We were able to analyze the temperature estimates of CMIP5 models and compare them with HADCRUT4 (1850 to 2014), as well as UAH (1979 to 2014). The models estimate global mean temperatures (GMT) backwards from 2005 to 1861 and forwards from 2006 to 2101.
Bottom Line:
In the real world, temperatures go up and down. This is also true of HADCRUT4.
In the world of climate models, temperatures only go up. Some variation in rates of warming, but always warming, nonetheless.
The best of the 42 models according to the tests I applied was Series 31. Here it is compared to HADCRUT4, showing decadal rates in degrees C periods defined by generally accepted change points.
1850-1878 0.035 0.036 0.001
1878-1915 -0.052 -0.011 0.041
1915-1944 0.143 0.099 -0.044
1944-1976 -0.040 0.056 0.096
1976-1998 0.194 0.098 -0.096
1998-2013 0.053 0.125 0.072
1850-2014 0.049 0.052 0.003
In contrast with Series 31, the other 41 models typically match the historical warming rate of 0.05C by accelerating warming from 1976 onward and projecting it into the future. For example, while UAH shows warming of 0.14/decade from 1979-2014, CMIP5 models estimates avaerage 0.215/decade, ranging from 0.088 to 0.324/decade.

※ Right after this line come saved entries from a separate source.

Issue #3003, opened 2025-12-11
Mode-aware ConfigMap and RBAC generation in operator


jhrozek:
## Summary

Update the VirtualMCPServer operator to generate different ConfigMap content and RBAC resources based on the `outgoingAuth.source` field (dynamic vs static mode).

## Background

Part of the vMCP K8s-aware refactor ([THV-2884](docs/proposals/THV-2884-vmcp-k8s-aware-refactor.md)). The operator behavior changes based on discovery mode:

| Mode | ConfigMap | RBAC | vMCP K8s Access |
|------|-----------|------|-----------------|
| `discovered` (dynamic) | Minimal | Full | Namespace-scoped read + status write |
| `inline` (static) | Full with backends | None | Zero |

### Dynamic Mode ConfigMap

```yaml
name: my-vmcp-server
group_ref: my-group
namespace: default
incoming_auth: {...}
outgoing_auth:
  source: discovered  # vMCP discovers at runtime
aggregation: {...}
composite_tools: [...]
```

### Static Mode ConfigMap

```yaml
name: my-vmcp-server
group_ref: my-group
namespace: default
incoming_auth: {...}
outgoing_auth:
  source: inline
backends:
  - name: github-mcp
    url: http://github-mcp.default.svc:8080
    auth:
      type: token_exchange
      # ... full auth config
aggregation: {...}
composite_tools: [...]
```

### RBAC Rules (Dynamic Mode Only)

```go
vmcpRBACRules = []rbacv1.PolicyRule{
    {
        APIGroups: []string{""},
        Resources: []string{"configmaps", "secrets"},
        Verbs:     []string{"get", "list", "watch"},
    },
    {
        APIGroups: []string{"toolhive.stacklok.dev"},
        Resources: []string{"mcpgroups", "mcpservers", "mcpexternalauthconfigs", "mcptoolconfigs"},
        Verbs:     []string{"get", "list", "watch"},
    },
    {
        APIGroups: []string{"toolhive.stacklok.dev"},
        Resources: []string{"virtualmcpservers/status"},
        Verbs:     []string{"update", "patch"},
    },
}
```

## Files to Modify

- `cmd/thv-operator/controllers/virtualmcpserver_vmcpconfig.go` - Mode-aware ConfigMap generation
- `cmd/thv-operator/controllers/virtualmcpserver_controller.go` - Conditional RBAC creation
- `cmd/thv-operator/pkg/vmcpconfig/converter.go` - Mode-aware config conversion

[...]

PR #3357, opened 2026-01-20
Adopt MCPRegistry RBAC pattern for VirtualMCPServer

yrobla:
Replace EnsureRBACResource helper with CreateOrUpdate + RetryOnConflict pattern for VirtualMCPServer RBAC management. This addresses the limitation where RBAC resources were only created but never updated during operator upgrades.

Related-to: #3003

### DIFF
--- a/cmd/thv-operator/controllers/virtualmcpserver_rbac.go
+++ b/cmd/thv-operator/controllers/virtualmcpserver_rbac.go
@@ -1,0 +1,176 @@
+package controllers
+
+import (
+	"context"
+	"fmt"
+
+	corev1 "k8s.io/api/core/v1"
+	rbacv1 "k8s.io/api/rbac/v1"
+	metav1 "k8s.io/apimachinery/pkg/apis/meta/v1"
+	"k8s.io/client-go/util/retry"
+	"sigs.k8s.io/controller-runtime/pkg/controller/controllerutil"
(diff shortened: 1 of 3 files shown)


cmd/thv-operator/controllers/virtualmcpserver_rbac.go
```diff
@@ -0,0 +1,176 @@
...
+	ctxLogger := log.FromContext(ctx)
+
+	serviceAccount := &corev1.ServiceAccount{
+		ObjectMeta: metav1.ObjectMeta{
+			Name:      resourceName,
+			Namespace: vmcp.Namespace,
+		},
+	}
+
+	err := retry.RetryOnConflict(retry.DefaultRetry, func() error {
```
ChrisJBurns, line 66: Over the past couple of months, I’ve gradually changed my view on `RetryOnConflict`. I think we should generally avoid using it where possible. The main concern is that when a conflict occurs and the call retries, it effectively ignores the conflict error and blindly reapplies the modification.

Instead, we should return the error and allow the controller to retry in a subsequent reconcile loop. This naturally triggers retries with exponential backoff, giving time to observe the latest state of the object. On the next reconciliation, the controller operates on the newest version, avoids further conflicts, and can successfully reconcile the object. This results in eventual consistency without masking conflicts.

yrobla:
postponing to improve and unify rbac instead, as mentioned in the review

For the next future climate period, 2006-2035, CMIP5 models project an average warming of 0.2C/decade, ranging from 0.97 to 0.375/decade.
The longer the plateau continues, the more overheated are these projections by the models.

73. QV says:

I noticed that the data in the first spreadsheet (108 individual runs) produces a higher projected temperature than the second spreadsheet (one run per model).
Does anyone know on what basis the single runs were chosen?
Does the single run version have any status in AR5?